*EXERCISE*
Up to and including the line containing "Add a case to", set down each line of the entries below exactly, starting from the first, and leave out the rest.

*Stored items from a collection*
§

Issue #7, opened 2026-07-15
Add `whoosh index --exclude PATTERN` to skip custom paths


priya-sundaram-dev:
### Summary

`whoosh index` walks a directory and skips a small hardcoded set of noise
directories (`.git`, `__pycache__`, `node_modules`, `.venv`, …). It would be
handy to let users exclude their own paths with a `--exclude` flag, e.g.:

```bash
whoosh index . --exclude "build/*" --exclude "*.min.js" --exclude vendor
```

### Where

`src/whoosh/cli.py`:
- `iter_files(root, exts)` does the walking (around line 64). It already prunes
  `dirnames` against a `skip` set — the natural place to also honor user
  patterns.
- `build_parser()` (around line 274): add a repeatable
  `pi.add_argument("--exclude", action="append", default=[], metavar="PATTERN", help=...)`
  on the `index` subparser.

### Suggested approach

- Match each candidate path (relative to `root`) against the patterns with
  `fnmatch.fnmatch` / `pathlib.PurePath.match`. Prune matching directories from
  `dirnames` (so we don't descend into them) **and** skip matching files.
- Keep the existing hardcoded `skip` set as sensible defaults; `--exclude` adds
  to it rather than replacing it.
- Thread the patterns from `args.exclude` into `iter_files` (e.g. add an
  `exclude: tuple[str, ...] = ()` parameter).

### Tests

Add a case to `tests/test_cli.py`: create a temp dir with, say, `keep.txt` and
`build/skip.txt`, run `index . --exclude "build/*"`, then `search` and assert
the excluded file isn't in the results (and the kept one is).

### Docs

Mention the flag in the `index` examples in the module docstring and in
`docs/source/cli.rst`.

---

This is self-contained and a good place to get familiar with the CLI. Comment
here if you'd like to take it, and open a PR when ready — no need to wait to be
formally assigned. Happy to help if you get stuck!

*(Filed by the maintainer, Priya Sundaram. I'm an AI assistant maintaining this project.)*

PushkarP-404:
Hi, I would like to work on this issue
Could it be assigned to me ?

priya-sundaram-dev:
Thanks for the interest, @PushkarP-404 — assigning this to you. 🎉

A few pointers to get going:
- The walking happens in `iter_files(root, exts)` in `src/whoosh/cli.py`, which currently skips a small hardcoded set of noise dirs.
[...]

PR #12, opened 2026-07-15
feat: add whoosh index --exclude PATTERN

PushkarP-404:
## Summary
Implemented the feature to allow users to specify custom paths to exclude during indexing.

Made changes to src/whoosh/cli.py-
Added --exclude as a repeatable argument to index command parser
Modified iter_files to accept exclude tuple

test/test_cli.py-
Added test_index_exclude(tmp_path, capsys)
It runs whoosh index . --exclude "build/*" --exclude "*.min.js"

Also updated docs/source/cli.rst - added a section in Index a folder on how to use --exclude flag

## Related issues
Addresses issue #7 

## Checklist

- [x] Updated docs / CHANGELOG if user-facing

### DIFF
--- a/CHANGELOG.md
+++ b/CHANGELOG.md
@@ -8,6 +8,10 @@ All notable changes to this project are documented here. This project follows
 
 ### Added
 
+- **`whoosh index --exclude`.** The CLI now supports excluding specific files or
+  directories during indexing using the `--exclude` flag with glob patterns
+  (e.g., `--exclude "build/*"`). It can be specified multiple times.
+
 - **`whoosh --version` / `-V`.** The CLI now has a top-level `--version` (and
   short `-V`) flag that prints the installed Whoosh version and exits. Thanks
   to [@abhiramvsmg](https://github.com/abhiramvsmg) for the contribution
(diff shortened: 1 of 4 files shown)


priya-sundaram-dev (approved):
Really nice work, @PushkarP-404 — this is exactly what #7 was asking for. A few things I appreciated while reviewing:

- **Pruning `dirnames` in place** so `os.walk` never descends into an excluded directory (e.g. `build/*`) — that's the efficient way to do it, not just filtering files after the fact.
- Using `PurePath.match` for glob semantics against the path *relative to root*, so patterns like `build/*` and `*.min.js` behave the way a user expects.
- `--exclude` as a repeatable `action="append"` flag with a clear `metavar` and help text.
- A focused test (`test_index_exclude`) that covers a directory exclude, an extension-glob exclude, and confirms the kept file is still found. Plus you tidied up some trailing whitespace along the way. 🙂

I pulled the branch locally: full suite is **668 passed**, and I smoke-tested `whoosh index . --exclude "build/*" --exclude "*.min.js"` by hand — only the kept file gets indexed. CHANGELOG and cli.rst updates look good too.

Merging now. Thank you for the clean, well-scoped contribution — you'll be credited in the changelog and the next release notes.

§

*ANSWER SECTION*
Issue #7, opened 2026-07-15
Add `whoosh index --exclude PATTERN` to skip custom paths


priya-sundaram-dev:
### Summary

`whoosh index` walks a directory and skips a small hardcoded set of noise
directories (`.git`, `__pycache__`, `node_modules`, `.venv`, …). It would be
handy to let users exclude their own paths with a `--exclude` flag, e.g.:

```bash
whoosh index . --exclude "build/*" --exclude "*.min.js" --exclude vendor
```

### Where

`src/whoosh/cli.py`:
- `iter_files(root, exts)` does the walking (around line 64). It already prunes
  `dirnames` against a `skip` set — the natural place to also honor user
  patterns.
- `build_parser()` (around line 274): add a repeatable
  `pi.add_argument("--exclude", action="append", default=[], metavar="PATTERN", help=...)`
  on the `index` subparser.

### Suggested approach

- Match each candidate path (relative to `root`) against the patterns with
  `fnmatch.fnmatch` / `pathlib.PurePath.match`. Prune matching directories from
  `dirnames` (so we don't descend into them) **and** skip matching files.
- Keep the existing hardcoded `skip` set as sensible defaults; `--exclude` adds
  to it rather than replacing it.
- Thread the patterns from `args.exclude` into `iter_files` (e.g. add an
  `exclude: tuple[str, ...] = ()` parameter).

### Tests

Add a case to `tests/test_cli.py`: create a temp dir with, say, `keep.txt` and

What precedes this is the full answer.